Data listing:
%%

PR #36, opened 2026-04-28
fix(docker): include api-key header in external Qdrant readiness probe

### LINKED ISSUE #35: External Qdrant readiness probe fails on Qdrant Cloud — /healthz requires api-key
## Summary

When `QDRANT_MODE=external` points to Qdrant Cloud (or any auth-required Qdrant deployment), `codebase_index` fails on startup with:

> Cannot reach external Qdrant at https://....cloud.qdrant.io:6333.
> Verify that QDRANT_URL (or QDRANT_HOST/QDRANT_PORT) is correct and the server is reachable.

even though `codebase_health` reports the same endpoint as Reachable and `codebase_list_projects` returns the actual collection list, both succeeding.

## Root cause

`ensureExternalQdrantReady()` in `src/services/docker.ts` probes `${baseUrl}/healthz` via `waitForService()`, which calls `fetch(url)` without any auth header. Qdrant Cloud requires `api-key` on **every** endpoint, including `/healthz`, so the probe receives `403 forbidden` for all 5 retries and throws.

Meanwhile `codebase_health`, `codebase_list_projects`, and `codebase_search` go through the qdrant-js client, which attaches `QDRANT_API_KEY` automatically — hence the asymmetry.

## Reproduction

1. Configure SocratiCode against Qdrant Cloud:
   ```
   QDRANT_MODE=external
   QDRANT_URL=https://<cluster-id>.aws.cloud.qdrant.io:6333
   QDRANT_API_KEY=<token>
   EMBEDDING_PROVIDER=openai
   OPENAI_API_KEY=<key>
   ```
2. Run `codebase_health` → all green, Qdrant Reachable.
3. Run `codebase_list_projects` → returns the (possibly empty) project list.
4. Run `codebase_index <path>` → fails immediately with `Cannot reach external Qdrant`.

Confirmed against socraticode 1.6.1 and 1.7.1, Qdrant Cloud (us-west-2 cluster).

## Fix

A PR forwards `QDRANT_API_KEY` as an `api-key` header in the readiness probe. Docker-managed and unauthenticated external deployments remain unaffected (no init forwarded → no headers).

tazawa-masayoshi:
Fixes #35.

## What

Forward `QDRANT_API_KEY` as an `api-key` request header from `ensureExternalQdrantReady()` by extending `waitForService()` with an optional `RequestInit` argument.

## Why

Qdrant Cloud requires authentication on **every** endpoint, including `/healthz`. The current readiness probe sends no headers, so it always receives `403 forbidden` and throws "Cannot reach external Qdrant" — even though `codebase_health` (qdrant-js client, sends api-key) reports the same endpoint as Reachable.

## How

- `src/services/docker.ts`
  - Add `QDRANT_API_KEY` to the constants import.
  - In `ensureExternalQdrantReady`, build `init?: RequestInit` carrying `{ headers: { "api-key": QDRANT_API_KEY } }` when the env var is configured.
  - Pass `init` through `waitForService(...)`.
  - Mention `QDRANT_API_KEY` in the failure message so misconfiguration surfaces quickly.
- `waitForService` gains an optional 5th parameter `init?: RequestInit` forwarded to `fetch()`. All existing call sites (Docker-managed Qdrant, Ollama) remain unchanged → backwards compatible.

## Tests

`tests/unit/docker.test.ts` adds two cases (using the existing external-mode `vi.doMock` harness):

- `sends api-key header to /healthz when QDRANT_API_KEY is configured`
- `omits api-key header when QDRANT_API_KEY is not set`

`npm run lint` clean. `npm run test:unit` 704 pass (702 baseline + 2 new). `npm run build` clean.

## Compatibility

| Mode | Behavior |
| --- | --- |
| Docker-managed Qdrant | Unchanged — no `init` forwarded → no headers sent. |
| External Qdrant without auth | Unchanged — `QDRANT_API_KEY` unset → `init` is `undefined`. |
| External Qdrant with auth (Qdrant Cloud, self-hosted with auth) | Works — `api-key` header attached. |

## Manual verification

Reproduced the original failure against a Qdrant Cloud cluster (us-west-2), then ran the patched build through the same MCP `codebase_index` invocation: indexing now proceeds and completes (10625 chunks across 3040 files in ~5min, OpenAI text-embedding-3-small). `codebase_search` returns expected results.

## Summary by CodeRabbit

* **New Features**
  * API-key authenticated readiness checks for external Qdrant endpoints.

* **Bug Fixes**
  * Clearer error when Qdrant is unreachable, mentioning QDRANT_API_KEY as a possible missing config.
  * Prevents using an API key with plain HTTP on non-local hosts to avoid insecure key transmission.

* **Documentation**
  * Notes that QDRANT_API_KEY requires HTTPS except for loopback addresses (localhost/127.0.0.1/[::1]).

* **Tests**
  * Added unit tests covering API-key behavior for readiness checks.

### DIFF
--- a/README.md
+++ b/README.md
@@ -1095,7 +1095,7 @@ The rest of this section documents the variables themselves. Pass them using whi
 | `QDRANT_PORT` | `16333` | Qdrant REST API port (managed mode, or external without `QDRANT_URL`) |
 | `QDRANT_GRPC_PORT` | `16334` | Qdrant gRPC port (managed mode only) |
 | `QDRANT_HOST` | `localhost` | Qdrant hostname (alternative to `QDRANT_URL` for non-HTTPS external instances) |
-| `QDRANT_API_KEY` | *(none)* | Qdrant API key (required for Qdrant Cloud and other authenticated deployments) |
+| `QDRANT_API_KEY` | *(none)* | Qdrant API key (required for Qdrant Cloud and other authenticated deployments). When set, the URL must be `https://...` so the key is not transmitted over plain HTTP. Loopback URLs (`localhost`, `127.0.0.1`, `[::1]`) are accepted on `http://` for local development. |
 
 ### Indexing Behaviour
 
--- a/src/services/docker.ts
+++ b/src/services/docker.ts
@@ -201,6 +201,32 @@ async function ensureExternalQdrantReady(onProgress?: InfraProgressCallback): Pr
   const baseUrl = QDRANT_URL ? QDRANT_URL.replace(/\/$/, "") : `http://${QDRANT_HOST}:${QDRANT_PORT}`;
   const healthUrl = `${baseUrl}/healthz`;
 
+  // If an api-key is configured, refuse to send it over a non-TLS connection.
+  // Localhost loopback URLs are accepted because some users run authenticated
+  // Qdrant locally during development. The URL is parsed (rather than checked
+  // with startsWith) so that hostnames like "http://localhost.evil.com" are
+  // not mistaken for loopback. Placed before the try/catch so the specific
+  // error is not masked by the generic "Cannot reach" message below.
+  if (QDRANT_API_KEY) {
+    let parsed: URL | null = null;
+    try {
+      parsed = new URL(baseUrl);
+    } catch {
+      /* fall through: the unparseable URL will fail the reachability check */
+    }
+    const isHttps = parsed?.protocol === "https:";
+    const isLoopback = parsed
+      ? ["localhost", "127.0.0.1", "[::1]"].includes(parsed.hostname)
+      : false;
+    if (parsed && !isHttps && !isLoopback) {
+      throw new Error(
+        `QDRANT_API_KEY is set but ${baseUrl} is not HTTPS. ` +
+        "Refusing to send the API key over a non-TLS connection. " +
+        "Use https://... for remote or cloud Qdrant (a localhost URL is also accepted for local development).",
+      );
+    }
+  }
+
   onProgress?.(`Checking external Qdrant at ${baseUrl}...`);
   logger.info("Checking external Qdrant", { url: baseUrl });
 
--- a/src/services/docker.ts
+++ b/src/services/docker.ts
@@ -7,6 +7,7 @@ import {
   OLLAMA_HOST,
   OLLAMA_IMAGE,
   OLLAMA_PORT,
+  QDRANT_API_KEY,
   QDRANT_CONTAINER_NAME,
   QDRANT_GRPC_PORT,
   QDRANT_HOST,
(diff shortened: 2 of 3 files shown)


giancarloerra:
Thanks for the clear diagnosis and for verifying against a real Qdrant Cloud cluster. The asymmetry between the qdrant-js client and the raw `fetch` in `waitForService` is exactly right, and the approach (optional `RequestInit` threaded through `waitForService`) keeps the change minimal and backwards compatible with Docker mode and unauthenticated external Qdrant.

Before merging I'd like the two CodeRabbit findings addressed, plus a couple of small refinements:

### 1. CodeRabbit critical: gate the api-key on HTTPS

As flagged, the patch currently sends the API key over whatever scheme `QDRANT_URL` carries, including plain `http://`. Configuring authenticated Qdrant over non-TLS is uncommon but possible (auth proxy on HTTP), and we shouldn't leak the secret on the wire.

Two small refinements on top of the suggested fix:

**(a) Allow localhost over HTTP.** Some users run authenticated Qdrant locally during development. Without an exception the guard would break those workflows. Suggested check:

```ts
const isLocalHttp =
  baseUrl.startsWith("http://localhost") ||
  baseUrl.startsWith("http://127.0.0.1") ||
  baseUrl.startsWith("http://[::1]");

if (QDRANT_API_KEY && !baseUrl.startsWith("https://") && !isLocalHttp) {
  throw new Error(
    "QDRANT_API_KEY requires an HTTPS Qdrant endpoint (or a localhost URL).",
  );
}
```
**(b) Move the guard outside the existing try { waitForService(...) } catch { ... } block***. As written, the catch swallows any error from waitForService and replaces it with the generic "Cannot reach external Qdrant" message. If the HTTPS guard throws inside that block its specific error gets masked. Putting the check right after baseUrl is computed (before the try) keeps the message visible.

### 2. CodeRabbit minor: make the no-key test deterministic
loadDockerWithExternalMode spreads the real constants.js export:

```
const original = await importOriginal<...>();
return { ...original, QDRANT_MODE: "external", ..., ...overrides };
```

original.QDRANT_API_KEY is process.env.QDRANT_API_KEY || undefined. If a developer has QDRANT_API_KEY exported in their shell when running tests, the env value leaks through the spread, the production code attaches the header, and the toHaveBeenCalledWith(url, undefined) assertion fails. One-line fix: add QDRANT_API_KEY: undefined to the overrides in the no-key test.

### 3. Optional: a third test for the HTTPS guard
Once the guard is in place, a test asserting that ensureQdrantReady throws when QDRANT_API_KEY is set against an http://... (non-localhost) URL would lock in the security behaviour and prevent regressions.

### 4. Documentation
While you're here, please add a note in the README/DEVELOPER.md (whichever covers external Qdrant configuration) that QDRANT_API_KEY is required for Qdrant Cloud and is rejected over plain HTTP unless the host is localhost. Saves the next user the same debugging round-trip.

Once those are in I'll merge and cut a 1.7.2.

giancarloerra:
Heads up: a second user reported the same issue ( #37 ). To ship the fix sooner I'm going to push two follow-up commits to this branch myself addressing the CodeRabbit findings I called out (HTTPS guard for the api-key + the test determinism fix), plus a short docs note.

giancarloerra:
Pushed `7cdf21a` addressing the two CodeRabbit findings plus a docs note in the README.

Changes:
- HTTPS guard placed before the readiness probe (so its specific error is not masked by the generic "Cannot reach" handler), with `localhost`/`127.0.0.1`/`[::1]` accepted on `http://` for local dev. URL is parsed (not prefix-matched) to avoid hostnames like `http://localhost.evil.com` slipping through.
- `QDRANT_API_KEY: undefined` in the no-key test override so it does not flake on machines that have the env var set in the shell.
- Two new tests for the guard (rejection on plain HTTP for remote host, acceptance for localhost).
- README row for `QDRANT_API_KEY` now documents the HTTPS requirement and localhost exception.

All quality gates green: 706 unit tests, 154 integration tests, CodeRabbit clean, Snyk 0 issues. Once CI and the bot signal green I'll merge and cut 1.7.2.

%%

What is needed: Set down the lines of the records exactly, from the first one through the line containing "## Root cause", and add nothing else.

Reply:
PR #36, opened 2026-04-28
fix(docker): include api-key header in external Qdrant readiness probe

### LINKED ISSUE #35: External Qdrant readiness probe fails on Qdrant Cloud — /healthz requires api-key
## Summary

When `QDRANT_MODE=external` points to Qdrant Cloud (or any auth-required Qdrant deployment), `codebase_index` fails on startup with:

> Cannot reach external Qdrant at https://....cloud.qdrant.io:6333.
> Verify that QDRANT_URL (or QDRANT_HOST/QDRANT_PORT) is correct and the server is reachable.

even though `codebase_health` reports the same endpoint as Reachable and `codebase_list_projects` returns the actual collection list, both succeeding.

## Root cause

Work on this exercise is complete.